There are no punishments for deliberately publishing dodgy information, no due diligence of whether the system seller uses their system or has made any money from trading or betting. It doesn’t matter. This issue is compounded as competing system sellers compete with each other with more appealing offers and claims. At this point, the system tends to drift dramatically from its origins, and things descend into a bit of a fantasy.
Of course, lots of these systems seem to work, but it’s often a trick. You tend to find most systems, as I have often discussed, are designed to deliver a stream of winning bets or trades. What’s is wrong with that?
Well, winning is not profiting. It’s easy to win frequently but fail to profit long-term. This is something you need to understand before you set out on your trading journey.
If you can’t get your head around this, your prospects of matching money in the long term are entirely doomed. Check out this video, where I explain this in more detail.
The ultimate reason betting systems don’t work
Much has changed since those earlier days when I looked at those basic betting systems.
The typical narrative back then was that the people selling these systems couldn’t bet using them as they were banned. This was a thing back then, as I discovered early in my betting career. So there was a little justification for cashing in on your knowledge.
Wind forward a few years, and you now have betting exchanges where you will not be banned from winning. Find something that works, and the sky is the limit!
Liquidity is the limit in reality. If you try and bet or trade above that, you will influence your outcome. So you have to stay inside the nascent liquidity in the market. But within that amount, you can earn as much as possible.
But a big change transforming everything is the ability to bet and trade automatically.
You could argue that even if you found something that worked, you may be unable to scale it or have the time to put on those bets. But now you can bet and trade 24×7. Automation is like having an unpaid employee working for you.
In short, if you find something that works, you automate some or all of it to maximise your returns. That’s it!
The secret to finding a winning system
The best system that works is one you have developed yourself. But how would you do that?
Perhaps you have specialist knowledge of a sport, some unique angle you can bring to the table. That’s all great but always remember one essential thing. In an efficient market, if you bet or trade at random, you more or less break even less commission. So the barrier you are trying to overcome is actually minimal.
The first thing I did when I arrived on the scene over 20 years ago, was start betting and trading and random. The key thing this did was teach me how the market worked and what little changes would do to a strategy. This gave me my base to work from.
From there, I just kept on testing, tweaking and refining. Learning how the market worked, why, and what happened when doing something different.
It’s possible to take a traditional betting or trading system and tweak it slightly to make it profitable. But realise that the variability in the strategy may take time to play out. You won’t know if it works properly until you experience an entire cycle, especially in sports.

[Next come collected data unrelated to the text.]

PR #1529, opened 2016-03-08
Changes to the Gruntfile to allow to create a release version on Windows

alexandrev:
Changes to the Gruntfile to allow to create a release version on Windows

P.S. Avoid the execution of shell:sign and shell:zip because on Windows there is no way to execute the sign process to Mac Applications.

### DIFF
--- a/Gruntfile.js
+++ b/Gruntfile.js
@@ -26,7 +26,7 @@ module.exports = function (grunt) {
   var OSX_OUT = './dist';
   var OSX_OUT_X64 = OSX_OUT + '/' + OSX_APPNAME + '-darwin-x64';
   var OSX_FILENAME = OSX_OUT_X64 + '/' + OSX_APPNAME + '.app';
-
+  var IS_WINDOWS = process.platform === 'win32';
   grunt.initConfig({
     IDENTITY: 'Developer ID Application: Docker Inc',
     OSX_FILENAME: OSX_FILENAME,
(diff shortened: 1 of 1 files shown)


Gruntfile.js
```diff
@@ -256,7 +256,11 @@ module.exports = function (grunt) {
   });
 
   grunt.registerTask('default', ['newer:babel', 'less', 'newer:copy:dev', 'shell:electron', 'watchChokidar']);
-  grunt.registerTask('release', ['clean:release', 'babel', 'less', 'copy:dev', 'electron', 'copy:osx', 'shell:sign', 'shell:zip', 'copy:windows', 'rcedit:exes', 'compress']);
+  if (!IS_WINDOWS) {
+    grunt.registerTask('release', ['clean:release', 'babel', 'less', 'copy:dev', 'electron', 'copy:osx', 'shell:sign', 'shell:zip', 'copy:windows', 'rcedit:exes', 'compress']);
+  }else {
+    grunt.registerTask('release', ['clean:release', 'babel', 'less', 'copy:dev', 'electron', 'copy:osx', 'copy:windows', 'rcedit:exes', 'compress']);
```
FrenchBen: is `copy:osx` actually needed here?

alexandrev: No, it's not. My first idea was to avoid the execution of the steps that was not possible to execute on Windows. But I think you're right. So, I'm doing a change to remove copy:osx and to change from electron to electron:windows. You should see now the latest version of the commit.

FrenchBen:
LGTM @jeffdm PTAL

Issue #860, opened 2015-07-24
[Enhancement] Windows: add menu bar


frehner:
Forgive me if I missed this, but I searched this repo and didn't find anything.

On OSX, the menu bar provides access to things such as "About Kitematic" (which looks great with that new PR, btw), "Preferences", etc. However, the Windows version doesn't appear to have any equivalent... Unless I'm missing something?

FrenchBen:
Unfortunately I don't use the Windows GUI, but the menu Preferences in OSX, can also be found within the Kitematic GUI - If you look at the bottom left of the Kitematic window, you can see a small 'gear' icon, which will show you the preferences window.

frehner:
Good to know, thanks.  So that's a workaround for preferences... everything else in the OSX menu bar is still inaccessible though (or very well hidden).

FrenchBen:
Probably won't work - but did you try to just press 'Alt' while Kitematic is open? In windows that usually forces any/all menu to appear

frehner:
Yeah, I think I tried that and nothing happened --  but I'm away from my work/windows environment for the weekend to be 100% sure.

frehner:
Just to clarify, the ALT button doesn't do anything.  Also, another reason why this is a slight annoyance for Windows users: the only way to tell which version Kitematic is currently on is by going to the "Uninstall or Change a program" window and looking at the version there. 

This was tested on both 0.7.6 and 0.8.0-rc4.

pmario:
IMO this is a bug and not an enhancement. There is code, that creates a menu. ... I just doesn't work on windows. see: https://github.com/docker/kitematic/blob/master/src/app.js#L54

Bigguy34:
Ok I started to fix this, check out this [PR](https://github.com/docker/kitematic/pull/1559)

PR #1541, opened 2016-03-14
Add windows hyperv support. 

pmario:
It's based on: floradu88's PR. ... but I changed quite a lot. See info below. 
also see: https://github.com/docker/kitematic/issues/1463#issuecomment-195819642

## Hard coded requirements

- User needs to be part of the `Hyper-V-Administrators` group.
   - User needs elevated rights only once: When VM is created. 
   - see: [comment above](https://github.com/docker/kitematic/issues/1463#issuecomment-195819642) point 3
- The virtual switch needs to be named `KitematicVirtualSwitch`

### Setup Kitematic VSwitch

- Open the `Hyper-V Manager` Desktop App
- If you need Internet Access, you'll probably need to use `External Network`!
- see [msdn Hyper-V on Windows](https://msdn.microsoft.com/en-us/virtualization/hyperv_on_windows/quick_start/walkthrough_virtual_switch) for more info.

  - 03 kitematicvirtualswitch_

### Add user to Hyper-V-Administrators group

- Open your file `explorer`

- right click `This PC`: Manage (You have to be Admin to do this !) 

  - 01 right click this pc manage_

- System Tools: Local Users and Groups: Groups

  - 02 manage groups hyper-v-admins_


pmario:
Not tested, if VBox still works :)

pmario:
this command: ` $(Get-VMSwitch | where {$_.SwitchType -eq "external"}).name` will give us an existing switch, with the right parameters. ... So hard coded names will be obsolete.

FrenchBen:
Doesn't `Get-VMSwitch` require admin? How does this work for non-admin users?

pmario:
No. As I wrote above it only needs `Hyper-V-Administrators` rights. So the user needs to be in this group. If you want to use hyper-v you need to be in this group anyway, since otherwise every command needs a boring elevated popup. .... 

With the setting described above, I could reduce the elevated dialog. It's only needed, because `docker-machine.exe` has a hardcoded dependency. Which IMO is a bug! see my comment at: https://github.com/docker/kitematic/issues/1463#issuecomment-195819642 point 3

FrenchBen:
Thanks for the info - I had previously seen some of the elevated admin rights issues and had to ask. It's nice to see this as not being a problem with the user being in the proper group.

pflannery:
Just some feedback when trying to run this on Windows 10 64bit.

- I get an error first time about 'KitematicVirtualSwitch' not existing.
- once I create the correct switch then it creates a hyper-v vm called 'default' (be nice to have a better name like kitematic or similar if possible)
- after powershell has finished the 'default' vm is booted to command prompt but I get this error screen in kitematic (note: my user is in the hyper-v administrators group) 

image

I tried the delete and retry button in kinematic but same issue.
Then tried `docker-machine restart default` which restarts the vm successfully, but kitematic still complains with above error.

boot2docker has a message  `Device "eth1" does not exist`

image

FrenchBen:
Sounds like something changed in your setup since the VM was created? A missing device could indicate issues with communication - Check your Virtualbox settings and what device it uses to communicate with the VM

pflannery:
I have an existing Fedora 23 Vm on hyper-v that can connect to the internet and it works great. 
But when I try to setup with kinematic it automatically creates an extra switch which will never be able to get on to the internet because you can only share the internet with one switch

By changing the hard coded 'KitematicVirtualSwitch' switch name to use my existing switch name seems to of fixed this issue. 

I now see this:

image

awesome to have this working with hyper-v!!

pflannery:
@FrenchBen thanks

pmario:
> By changing the hard coded 'KitematicVirtualSwitch' switch name to use my existing switch name seems to of fixed this issue. 

@pflannery thx for testing. ... 

IMO a new test needs to be made:

 - search for an external switch with `$(Get-VMSwitch | where {$_.SwitchType -eq "external"}).name` ... and just take it.
 - If no switch fits, point the user to a help page. 

What do you think?

pmario:
>once I create the correct switch then it creates a hyper-v vm called 'default' (be nice to have a better name like kitematic or similar if possible)

@FrenchBen .. I just used the same name, that's already used for VBox. But I also thought, it should be a different name eg: `kitematic-default`, `kitematic-vm`  or just `kitematic` as suggested

It would also create better CLI commands eg: `docker-machine start kitematic-vm` or `docker-machine start kitematic`

pmario:
>awesome to have this working with hyper-v!!

Just to be sure: There is __no__ directory sharing atm, since hyper-v doesn't provide this function.

pmario:
@pflannery I did remove the hard coded vSwitch name. We use the first one we find now. .. Can you test pls? ... It took me quite some time to be able to handle spaces in the name :)

What's still missing is, some more config pages. .... @FrenchBen Does it make sense to go on developing, or is it just wasted time. Is there any chance, that something from this branch gets merged?

pflannery:
@pmario thanks. I just tried this and now get this

image

My internet switch is an internal switch.

pmario:
thx. Yea. we need a configuration page. Guessing will be always wrong :/

FrenchBen:
@pmario Since this is a pretty big change in code, could you make sure to sign your next commit?
See our Contributing guidelines:
https://github.com/docker/docker/blob/master/CONTRIBUTING.md#sign-your-work

pmario:
@FrenchBen  ... I will :)

@pflannery & @FrenchBen ... Since using the first "external" switch wasn't a great success :/ There are 2 possibilities left: 

 - use the first one we find no matter if it works. ... + some info howto fix it somewhere
 - read the names of the existing switches
   - present them to the user, prior to do anything and let them decide

The first solution is the easiest to implement, with a very high probability, that it's wrong. ... We could test the switch and add a message eg: "We are about to use your vSwitch named: 'thats the first one'. Is this right?"  ... 2 buttons. [Proceed]  [Show me moar help]

The second solution is kind of impossible at the moment, (in windows) because we can't stop at this time of the process, because the UI has absolutely no interface except the "loading spinner". ... There is no menu bar to reach the settings page. see: #860

pflannery:
> use the first one we find no matter if it works. ... + some info howto fix it somewhere

would work for me though showing a list is probably ideal.

floradu88:
@pmario LGTM

floradu88:
It looks like there might be an issue with this code:

  hasAdminRights: function() {
    return util.execFile([this.command(), 'Get-VMHostSupportedVersion']).then(stdout => {
      console.log('stdout: ', stdout);
      // To execute the above command you'll need Admin or Hyper-V-Admin rights.
      if ( stdout.toUpperCase().indexOf('TRUE') !== -1) {
        return Promise.resolve(true);
      }
    }).catch(() => {
      return Promise.resolve(false);
    });
  },

I found a PC with Windows 10, Powershell 5.0 and Hyper-V version 6.2.

I am suggesting this change below: 

  hasAdminRights: function() {
    return util.execFile([this.command(), 'Get-VMHost']).then(stdout => {
      console.log('stdout: ', stdout);
      // To execute the above command you'll need Admin or Hyper-V-Admin rights.
      if ( stdout.toLowerCase().indexOf('InvalidOperation') === -1) {
        return Promise.resolve(true);
      }
    }).catch(() => {
      return Promise.resolve(false);
    });
  },

floradu88:
@pmario Also looks like if you aren't running as admin and you are in the group still does not work. I will create a fix in a few hours for this. 
Could you please take a look at the previous comment?

pmario:
>@pmario Also looks like if you aren't running as admin and you are in the group still does not work.

You are right. I'm not running as admin. See the OP. I'm part of HyperVAdministrators group. 

>I will create a fix in a few hours for this.
Could you please take a look at the previous comment?

IMO there is no real fix atm. docker-machine has a hardcoded test for admin so atm we have to activate elevated rights to satisfy docker. 

and hyper-v seems to have a problem too: https://github.com/docker/machine/issues/2989

--------------

I'll have a look at your code above

pmario:
>```
if ( stdout.toLowerCase().indexOf('InvalidOperation') === -1) {
```

imo This code won't work, since there is `toLowerCase` and the test string has upper case chars. 

-----------

I don't see the difference between your suggested code and mine. Both commands need Admin or HyperVAdmin rights to execute. ... So if we get a response, the users have the right permissions. 

As I wrote docker-machine has a hardcoded test. So we need to start with elevated rights. That's why we need this super ugly construction here: https://github.com/pmario/kitematic/blob/add-hyperv/src/utils/DockerMachineUtil.js#L79

**Comment by pflannery** [comment]
@pmario Just pulled the latest from here and powershell keeps repeating the following

```shell
default) Calling .GetSSHKeyPath
(default) Calling .GetSSHUsername
Using SSH client type: external
Using SSH private key: C:\Users\DevUser\.docker\machine\machines\default\id_rsa (-rw-rw-rw-)
<nil>
Error getting ssh command 'exit 0' : Permissions 0666 for 'C:\Users\DevUser\.docker\machine\machines\default\id_rsa' are too open.
```

pmario:
It seems they have a new version of boot2docker. I'm testing right now.

pflannery:
> It seems they have a new version of boot2docker. I'm testing right now.
yeah I think your right.

floradu88:
@pmario I don't have this command available "Get-VMHostSupportedVersion" out of the box.
@pmario Yes that code was done without testing it. I only researched available commands that you can use.

pmario:
@floradu88 ok. I see. 

We could use a similar test as docker machine. .. but they use the wrong one atm :/ see: https://github.com/docker/machine/blob/b6be1b79bcb2bf7ef6f74031ed5da3e72b882b4b/drivers/hyperv/powershell.go#L72

pmario:
@pflannery ... for me everything is broken atm. It downloads b2d-rc3 ... at least it thinks so. It checks versions and starts downloading again. ...

pflannery:
@FrenchBen Seems like kitematic is trying to grab a b2d release candidate which is unstable. Is there a way to prevent this from happening ?

pmario:
>@FrenchBen Seems like kitematic is trying to grab a b2d release candidate which is unstable. Is there a way to prevent this from happening ?

It actually is docker-machine. If you try this command `docker-machine.exe -D create --driver hyperv --hyperv-memory 2048 --hyperv-virtual-switch 'switchIntern' default` in Admin Powershell, you'll get the same behaviour.

pflannery:
@pmario ok thanks

FrenchBen:
@pmario @pflannery what version of docker-machine are you running?
`docker-machine version`

pmario:
@FrenchBen 
docker-machine.exe version 0.7.0-rc2, build 60dbecb atm.

pmario:
docker-machine rc3 works

pflannery:
> docker-machine.exe version 0.7.0-rc2, build 60dbecb atm.

@FrenchBen same version for me too

floradu88:
Could we check and merge this in?

pmario:
Hi folks, 
I'm closing this PR since it is (kind of) superseded by DockerForWindows and Kitematic auto detects hyper-v now. 
have fun!

floradu88:
@pmario Hello, maybe next time is worth mentioning that before you spend time developing and test it. Could you please also include the link to the two things you mentioned above?

pmario:
@floradu88 
>Hello, maybe next time is worth mentioning that before you spend time developing and test it. 

Please tell me, how I should have known this? ... 

I still think the Kitematic / docker-machine "multi Platform / single software approach" has an advantage over the "locked in" native versions.

------------

Here's the timeline as I see it. That's my point of view and may be totally wrong, since I don't have any knowledge about the real timeline and the people involved. 

We probably started our approach to include hyper-v into Kitematic at about the same time frame as Docker created D4W. ... D4W concepts may be several months earlier. 

January
The ("unikernal guys")[https://blog.docker.com/2016/01/unikernel/] joined docker in January 

February
Docker (moved closer to alpine in February.)[https://www.brianchristner.io/docker-is-moving-to-alpine-linux/] .. which (btw) caused some confusion in the "ubuntu camp"

(fast forward May 2016: those groups seem to be responsible (for a big part of the implementation)[https://blog.docker.com/2016/05/docker-unikernels-open-source/])

March
This PR started 14th March. 

The first public post in the D4W discussion forum was created on (17th March.)[https://forums.docker.com/t/docker-for-windows-issue-feedback/7591]

Docker for Mac and Windows beta was (announced at the end of March.)[https://blog.docker.com/2016/03/docker-for-mac-windows-beta/] ... I did request an invitation the same day.

April
April 3rd I got my link to test the beta. D4W was far away, from what it is now. ... 

May 9th 
This PR got the "postpone" label, which for me is very close to "no". In the sense of: "No" is temporary and "Yes" is forever ;)

May 10th
(Kitematic 0.10.3)[https://github.com/docker/kitematic/releases] is the first version that supports Docker for Widnows natively. 

You may find a "Docker for Windows" link here: https://forums.docker.com/t/docker-for-windows-beta-invites/9234/4 ...  I don't know if it still works as intended.

floradu88:
@pmario I am not happy about this going to be wasted time in developing something that won't be used. They could have rejected this before we starting to put time and effort into it. A lot of guys like @FrenchBen  and you were involved and everybody looked happy about this being done. But maybe I was wrong to think that.

FrenchBen:
@floradu88 I completely understand the feeling and don't think the effort is completely wasted. 
As @pmario mentioned the timing was less than ideal, as a lot of things happened almost concurrently. 

One REALLY nice use-case for this PR would be to create a Windows server 2016 instance within Hyper-V and allow kitematic to communicate with it. 
Allowing everything/everyone to slap any OS within HyperV and expect Kitematic to just 'work' is a bit more of a stretch, as each my have their own set of features/settings. 

I'd be happy to pull this branch in under the main repo to make sure that the code/time spent remains relevant and doesn't go away (in case repo changes are made by either of you)

You both also have my email, so feel free to ping me offline if needed  :)

floradu88:
@FrenchBen I will be more than happy if this gets merged. @pmario what do you think about this?

pmario:
@floradu88 As I did understand the comment from FrenchBen, he would pull the branch into the main repo, so it doesn't get lost. There wasn't the intention to merge it? @FrenchBen Or am I wrong here?

I don't have the intention to pull a windows server from the web. With my internet connection it takes hours not minutes to pull it. ... I think the ubuntu base images are way to big to be convenient. I use busybox, debian or now alpine. They still need minutes to be initialized the first time. In my opinion pulling gigabytes of images is just wasted time and super boring.

floradu88:
@pmario Yes, pull it under the main repository.

FrenchBen:
Pulling it under the main repo, not merging :)

@pmario if you feel incline, here are some of the TP5 setup steps:
https://forums.docker.com/t/windows-server-2016-tp5-docker-server-remote-management/10315/6

floradu88:
@FrenchBen I am sorry to say this, but the latest docker version is not working out of the box:
"Error: getaddrinfo ENOTFOUND docker.local docker.local:2375" with hyper-v, it fails and suggests to use virtualbox. Any idea why?

FrenchBen:
@floradu88 The windows check for the Docker for Windows isn't the best - If you have suggestions on how I could make it better, I'm open to suggestions.
The issue is detecting whether the user forgot to enable Docker for Windows or it simply doesn't exist. 
Right now it's setup to try and assumes the user forget to start it. 

Thoughts?

floradu88:
I will start from master and debug it to see why this is failing. Will create a pull request with fixes, if I manage to fix it.

PR #1546, opened 2016-03-14
Grammar fix, s/seem/seems/

saltybeagle:
The subject of the sentence `an error` is singular, therefore `seems` should be used instead of `seem`.


FrenchBen:
Thanks for catching this and correcting the typo via a PR :+1:

Issue #481, opened 2022-05-20
Deleting a client that owns some token causes tokens page failure


enricovianello:

enricovianello:
Fixed with commit https://github.com/indigo-iam/iam/commit/9e0e5a9701a3317b77a311072ce846e84d8edaf6.
This fix revokes all the tokens owned by a client that is requested to be removed. Its related registration token has been preserved to not change a behavior represented by this test:
https://github.com/indigo-iam/iam/blob/develop/iam-login-service/src/test/java/it/infn/mw/iam/test/oauth/client_registration/ClientRegistrationTests.java#L118-L159
It expects a 404 using the registration access token after client deletion.
If we remove also the registration access token, it will get 401.
@giacomini what do you think is the best behavior when a client has been deleted?

PR #547, opened 2023-01-09
Remove orphans from database due to issue #481

enricovianello:


iam-persistence/src/main/java/db/migration/h2/V81_2___RemoveOrphanTokens.java
```diff
@@ -0,0 +1,33 @@
+/**
+ * Copyright (c) Istituto Nazionale di Fisica Nucleare (INFN). 2016-2018
```
giacomini, line 2: Change copyright year

PR #619, opened 2023-06-19
Fix update of AT/RT lifetmes

federicaagostini:
The Access Token and Refresh Token lifetimes are now shown (to IAM Admins) according with the values set by configuration.
An Admin can also modify those values via web interface.


federicaagostini:
Replaced by #620

PR #623, opened 2023-06-22
Make MySQL columns subject_dn and issuer_dn case sensitive

rmiccoli:


iam-persistence/src/main/resources/db/migration/mysql/V94__alter_x509_table.sql
```diff
@@ -0,0 +1,2 @@
+ALTER TABLE iam_x509_cert MODIFY subject_dn char(255) CHARACTER SET latin1 COLLATE latin1_general_cs;
```
rmiccoli, line 1: Change data type to varchar(256)

rmiccoli:
Included in #624

PR #624, opened 2023-06-27
Allow to add certificates with the same subjectDn

rmiccoli:


giacomini:
To make things more general, we should allow any unique combination of subject and issuer. For each combination only one certificate is kept. DNs are case sensitive.

iam-login-service/src/main/java/it/infn/mw/iam/api/account_linking/DefaultAccountLinkingService.java
```diff
@@ -151,7 +151,7 @@ public void linkX509Certificate(Principal authenticatedUser,
 
     Optional<IamX509Certificate> linkedCert = userAccount.getX509Certificates()
       .stream()
-      .filter(c -> c.getSubjectDn().equals(x509Credential.getSubject()))
+      .filter(c -> c.getIssuerDn().equals(x509Credential.getIssuer()))
```
giacomini, line 154: We should keep both.

giacomini: It's probably useless to set again subject and issuer at lines 160-161. And since these certificates are kept in a Set, it's probably also safer not to touch the fields that define the order in the Set.

iam-persistence/src/main/java/it/infn/mw/iam/persistence/model/IamX509Certificate.java
```diff
@@ -102,12 +102,7 @@ public boolean equals(Object obj) {
     if (getClass() != obj.getClass())
       return false;
     IamX509Certificate other = (IamX509Certificate) obj;
-    if (subjectDn == null) {
-      if (other.subjectDn != null)
-        return false;
-    } else if (!subjectDn.equals(other.subjectDn))
-      return false;
-    return true;
+    return issuerDn.equals(other.issuerDn);
```
giacomini, line 105: Equality should consider both issuer and subject. Apart from the null checks, this should be something like `return subjectDn.equals(other.subjectDn) && issuerDn.equals(other.issuerDn);`.

giacomini: We need to change also `hashCode()`, which has to consider both issuer and subject. The implementation can rely on `Objects.hashCode()` or, even better, `Objects.hash()`, i.e. `return Objects.hash(subjectDn, issuerDn);`. See for example https://www.baeldung.com/java-objects-hash-vs-objects-hashcode.

iam-persistence/src/main/resources/db/migration/mysql/V94__alter_x509_table.sql
```diff
@@ -0,0 +1,2 @@
+ALTER TABLE iam_x509_cert MODIFY subject_dn char(255) CHARACTER SET latin1 COLLATE latin1_general_cs;
+ALTER TABLE iam_x509_cert MODIFY issuer_dn varchar(256) CHARACTER SET latin1 COLLATE latin1_general_cs;
```
giacomini, line 2: Both `char` or `varchar`.

giacomini (changes requested):

PR #637, opened 2023-07-27
Add new JWT profile that rename 'groups' claim with 'roles'

enricovianello:
The 'kc' profile wants to allow the integration with a Keycloak environment. Having "roles" claim instead of "groups" allows integration with the OIDC client - a conteinerised MISP deployment - which requires them to map IAM users.

This PR add this "kc" profile and:
- add access-token builder tests
- add scope-profile resolver tests

### DIFF
--- a/iam-common/pom.xml
+++ b/iam-common/pom.xml
@@ -6,7 +6,7 @@
   <parent>
     <groupId>it.infn.mw</groupId>
     <artifactId>iam-parent</artifactId>
-    <version>1.8.2</version>
+    <version>1.8.3</version>
   </parent>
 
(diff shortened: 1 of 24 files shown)


enricovianello:
@jamesacris we opened this new PR and decided to rename profile from "keycloak" to "kc" because we want to avoid "copyright" problems :) You can checkout the new branch "issue-556-reloaded" if you want to contribute but the idea is that by the end of this morning we finalise tests and create a IAM docker image with these changes that can be tested. This docker image won't contain all the other stuff related to IAM v1.8.3 because it will be easier for you to upgrade your deployment with the official v1.8.3 when it will be released.

PR #642, opened 2023-08-22
Consider scope matcher based on string equality for custom scopes

rmiccoli:


iam-login-service/src/test/java/it/infn/mw/iam/test/oauth/scope/ScopeRegistryTests.java
```diff
@@ -43,46 +46,59 @@
...
-    when(client.getScope()).thenReturn(Sets.newHashSet("openid","profile", "test", "test:/whatever"));
+
+    DefaultScopeMatcherRegistry matcherRegistry =
+        new DefaultScopeMatcherRegistry(newHashSet(regexpMatcher("^test:/.*$")), scopeRepo);
+
+    when(client.getScope())
+      .thenReturn(Sets.newHashSet("openid", "profile", "test", "test:/whatever"));
     Set<ScopeMatcher> matchers = matcherRegistry.findMatchersForClient(client);
-    
+
```
enricovianello, line 101: Try also a custom scope with a parametric path

federicaagostini: Another test could be when we have a scope policy on a parametric scope, and we define the same "parametric" custom scope.

Issue #448, opened 2021-12-15
IAM VOMS AA should issue a warning for an expiring user AUP signature


andreaceccanti:

rmiccoli:
Add a warning message in the user dashboard and also give the user the opportunity to re-sign the AUP.

Panos512:
Piggybagging on this one, I believe it would be helpful to let users re-sign their AUP at will and not only when the AUP has expired

belforte:
Old VOMSAdmin dismissal is very close. Can we be reassured that AUP  is properly and handled ? Is there any way to sign AUP in IAM now ? Is a mail message sent ?

PR #646, opened 2023-09-06
Issue a warning for an expiring user AUP signature

SteDev2:
Issue #448


enricovianello:
I think we can close this old PR.
We could think to add something like a banner on the dashboard (current and also new one) just to help users to better realize that their AUP is expiring. In the meanwhile we added the email notifications mechanism.

Issue #522, opened 2022-10-25
Request for an optional "Apply for an account with eduGAIN" button


norealroots:
At the moment, the only button on the IAM home page which says "apply" will direct a user to register for a local account. It would be good to have the option to display an "Apply for an account with eduGAIN" button as well.

I am aware that the flow here would be the same as if a user clicks the "Sign in with eduGAIN" button, however we often have users missing this and applying direct for local credentials as they click the only apply button. Having the second apply option would likely help avoid incorrect account applications.

Thank you!

PR #665, opened 2023-10-30
Request for an optional "Apply for an account with eduGAIN" button

Sae126V:
Resolves https://github.com/indigo-iam/iam/issues/522

Added an anchor tag with the content saying "Apply for an account with eduGAIN".

### DIFF
--- a/iam-login-service/src/main/webapp/WEB-INF/views/iam/login.jsp
+++ b/iam-login-service/src/main/webapp/WEB-INF/views/iam/login.jsp
@@ -136,8 +136,13 @@
                    Not a member?
                 </div>
                 <a class="btn btn-success btn-block" href="/start-registration">Apply for an account</a>
-                <c:if test="${loginPageConfiguration.samlEnabled}">
-                  <a class="btn btn-success btn-block" href="/saml/login">Apply for an account with eduGAIN</a>
+                <c:if test="${
+                    loginPageConfiguration.samlEnabled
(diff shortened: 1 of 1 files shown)


Sae126V:
eduGAIN_Btn

[Sample on how it looks like]

rmiccoli:
LGTM :+1:

rmiccoli (approved):
LGTM :+1:

giacomini:
Not necessarily with this PR, but we should probably use the same terminology commonly found on web services: "sign up" or "register".

rmiccoli (changes requested):
Enable the "Apply for an account with EduGAIN" button only if SAML is enabled.
e.g. `<c:if test="${loginPageConfiguration.samlEnabled}">`

Sae126V:
> Enable the "Apply for an account with EduGAIN" button only if SAML is enabled. e.g. `<c:if test="${loginPageConfiguration.samlEnabled}">`

Make sense. The will be visible only if SAML is enabled now.

rmiccoli (approved):

enricovianello:
I think there's not only EduGAIN as a SAML provider. If you configured another SAML remote provider you'll see a non sense button with the label "Apply for an account with EduGAIN" or am I wrong? And if we add this button for each OIDC/SAML provider configured the login page could contain lots of buttons. Probably we need to add a configuration parameter for each SAML endpoint configured that enables or not its own, specific "Apply for an account with ..." button.

PR #669, opened 2023-11-09
Update login form display strategy

Sae126V:
Prevents access to the login form.

Need to prevent access to the login form when admin has decided to disable(Set to false) both `localAuthenticationVisible` and  `showLinkToLocalAuthn`.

Lots of people never get this far. So there is another part of a successful system, psychology. Systems regularly go through winning and losing runs, and it’s just human nature to panic when you are on a losing run or get over-optimistic on a winning run.
But this is where automation wins again. In this sense, sometimes traders are their own worst enemies.
Automation makes trading simpler and more effective because you can adopt a ‘set and forgot’ approach to your trading and get objective feedback from the market. That’s much harder if you are just manually trading.
I trade manually and automatically, but both rely on me being just a little bit better than completely random. Sounds strange, but that’s more or less my ‘secret’ and it can be yours if you are prepared to work at it.
Which, in my experience, most people are not!